Structural Equation Models (SEM) encourages confirmatory rather than exploratory modeling; thus, it is suited to theory testing rather than theory development. It usually starts with a hypothesis, represents it as a model, operationalises the constructs of interest with a measurement instrument, and tests the model. The causal assumptions embedded in the model often have falsifiable implications which can be tested against the data. With an accepted theory or otherwise confirmed model, SEM can also be used inductively by specifying the model and using data to estimate the values of free parameters. Often the initial hypothesis requires adjustment in light of model evidence, but SEM is rarely used purely for exploration.
Among its strengths is the ability to model constructs as latent variables (variables which are not measured directly, but are estimated in the model from measured variables which are assumed to 'tap into' the latent variables). This allows the modeler to explicitly capture the unreliability of measurement in the model, which in theory allows the structural relations between latent variables to be accurately estimated. Factor analysis, path analysis and regression all represent special cases of SEM.
In SEM, the qualitative causal assumptions are represented by the missing variables in each equation, as well as vanishing covariances among some error terms. These assumptions are testable in experimental studies and must be confirmed judgmentally in observational studies.

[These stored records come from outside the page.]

PR #2007, opened 2026-09-11
ci: unify Docker login with retries

ls-1801:

The [x64 libstdcxx Debug CI job for #1997](https://github.com/nebulastream/nebulastream/actions/runs/34578364023/job/103199348087?pr=1997) failed in `prepare-github` when Docker Hub authentication returned `connection reset by peer`, before the build or tests could start.

CI currently has several ways to log in to Docker: a shell command in `prepare-github`, another login inside `run-in-container`, and six uses of `docker/login-action`. This change consolidates authentication into one local `docker-login` action, inspired by [docker/login-action](https://github.com/docker/login-action), with retries added.

- Make up to five login attempts with exponential backoff of 5, 10, 20, and 40 seconds, and fail if all attempts fail.
- Pass the password through stdin and preserve automatic post-job logout, including after failures, using the original Docker config location.
- Replace all six external login actions and the login in `prepare-github` with the shared action.
- Remove login and credential forwarding from `run-in-container`, which launches an already downloaded image with `--pull=never`.
- Add checkout to the executable-image merge job so it can load the local action.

An alternative technique for specifying Structural Equation Models using partial least squares path modeling has been implemented in software such as LVPLS (Latent Variable Partial Least Square), PLSGraph, SmartPLS (Ringle et al. 2005) and XLSTAT (Addinsoft, 2008). Some feel this is better suited to data exploration. More ambitiously, The TETRAD project aims to develop a way to automate the search for possible causal models from data.
Contents 
[edit] Steps in performing SEM analysis
[edit] Model specification
Since SEM is a confirmatory technique, the model must be specified correctly based on the type of analysis that the modeller is attempting to confirm. When building the correct model, the modeller uses two different kind of variables, namely exogenous and endogenous variables. The distinction between these two types of variables is whether the variable regresses on another variable or not. Like in a linear regression the dependent variable (DV) regresses on the independent variable (IV), meaning that the DV is being predicted by the IV. Within SEM modelling this means that the exogenous variable is the variable that another variable regresses on. Exogenous variables can be recognized in a graphical version of the model, as the variables sending out arrowheads, denoting which variable it is predicting. A variable that regresses on a variable is always an endogenous variable even if this same variable is used as an variable to be regressed on. Endogenous variables are recognized as the receivers of a arrowhead in the model. The fact that a variable can play a double role in a SEM model (independent as well dependent), makes that SEM is more useful than the linear regression, since instead of performing two regressions one SEM model will do. There are usually two main parts to SEM: the structural model showing potential causal dependencies between endogenous and exogenous variables, and the measurement model showing the relations between the latent variables and their indicators. Confirmatory factor analysis models, for example, contain only the measurement part; while path diagrams (to be distinct from linear regression) can be viewed as an SEM that only has the structural part. Specifying the model delineates causal (in fact counterfactual) relationships between variables that are thought to be possible (and therefore want to be 'free' to vary) and those relationships between variables that already have an estimated relationship, which can be gathered from previous studies (these relationships are 'fixed' in the model).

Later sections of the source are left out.